PROJECT SUMMARY Cholesterol has been linked to several cardiac and brain vascular diseases, dementias, diabetes, and cancer. Emerging data suggests that such diseases can be traced back to an imbalance in cholesterol transport mediated by high-density lipoproteins (HDLs), specifically attributed to reduced amount and function of native HDLs. As such, synthetic HDL nanoparticles (HDL NPs) have been proposed as next-generation therapeutics for treating these diseases. However, because the development of materials has lagged far behind the pace of biological discovery and understanding, costly failures in the clinic have resulted, reinforcing the desperate need for new approaches to HDL-inspired therapies. To be successful, synthetic HDL NPs must accurately mimic native HDLs in size, shape, cholesterol-uptake capacity, and functional capacity required to manipulate and transport cellular cholesterol in an effective manner. To this end, we are seeking to develop, for the first time, a synthetic strategy to tune HDL NPs so that their form and function can be exquisitely and optimally manipulated around a set of parameters defined by native HDLs. To that end, we have constructed a bio- inspired HDL NP mimetic by assembling the HDL-defining apolipoprotein A-I (apo A-I) and phospholipids around multifunctional organic core (MOC) templates. This approach appears to be highly promising, as these organic HDL NPs (OHDL NPs) closely mimic natural HDLs in their size (~10 nm) and ability to efflux cholesterol from lipid-laden macrophages. Here we propose to optimize the synthesis and purification of OHDL NPs, through modulation of the MOC and downstream synthetic steps, characterize the OHDL NPs, quantify the ability of OHDL NPs to efflux and influx cholesterol and reduce inflammation in vitro, and reduce atherosclerotic plaque burden in a mouse model of atherosclerosis. Through these studies we will generate an optimal OHDL NP therapeutic for the modulation of cholesterol flux, and demonstrate both in vitro and in vivo the efficacy of OHDL NPs at reducing inflammation and atherosclerotic plaque formation.
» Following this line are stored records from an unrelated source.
PR #50, opened 2015-06-02
compiler warnings and documentation

ceyusa:
* gtk/gtk-play.c: remove unused variables
* docs/lib/Makefile.am: remoe init-func since gst_init() is not
  required
* lib/gst/player/Makefile.am: remove init-section since gst_init() is
  not required

silence compiler

### DIFF
--- a/pkgconfig/gstreamer-player-uninstalled.pc.in
+++ b/pkgconfig/gstreamer-player-uninstalled.pc.in
@@ -2,6 +2,8 @@
 prefix=
 exec_prefix=
 libdir=${pcfiledir}/../lib/gst/player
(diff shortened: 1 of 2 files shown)


sdroege:
Can you split this into two commits? One for the init() stuff, one for the other?

Also why is the gst_init() not needed? Something sure have to call it?

ceyusa:
> Can you split this into two commits? One for the init() stuff, one for the other?

Sure.

> Also why is the gst_init() not needed? Something sure have to call it?

As far as I understand (I might be wrong) gst_init() is not required to introspect the code, neither for documentation, nor g-i-r. Also gst_player_new() already calls gst_init()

项目摘要 胆固醇与多种心脏和脑血管疾病，痴呆症，糖尿病和癌症有关。 新兴数据表明，这些疾病可以追溯到胆固醇运输的不平衡 由高密度脂蛋白（HDLS）介导的，特别归因于天然的量和功能降低和功能 HDLS。因此，已提出合成HDL纳米颗粒（HDL NP）为下一代治疗药 治疗这些疾病。但是，因为材料的开发远远落后于 生物学发现和理解，诊所中的昂贵失败已经导致，加强了绝望的 需要新方法以进行HDL启发的疗法。为了成功，合成的HDL NP必须准确 模仿大小，形状，胆固醇摄取能力和操纵所需的功能能力的天然HDL 并以有效的方式运输细胞胆固醇。为此，我们正在寻求发展，第一个 时间，是调整HDL NP的合成策略 围绕由本机HDL定义的一组参数操作。为此，我们构建了一个生物 通过组装定义HDL定义的载脂蛋白A-I（APO A-I）和磷脂来启发HDL NP模拟物 周围多功能有机芯（MOC）模板。这种方法似乎是非常有前途的 有机HDL NP（OHDL NP）与它们的大小（〜10 nm）紧密模仿自然HDL和排出能力 来自脂质巨噬细胞的胆固醇。在这里，我们建议优化OHDL的合成和纯化 NP通过调节MOC和下游合成步骤，表征OHDL NP，量化 OHDL NP的外流和涌入胆固醇的能力并减少体外炎症，并减少 动脉粥样硬化模型中的动脉粥样硬化斑块负担。通过这些研究，我们将产生 用于调节胆固醇通量的最佳OHDL NP治疗性，并在体外和体内展示 OHDL NP在减少炎症和动脉粥样硬化斑块形成方面的功效。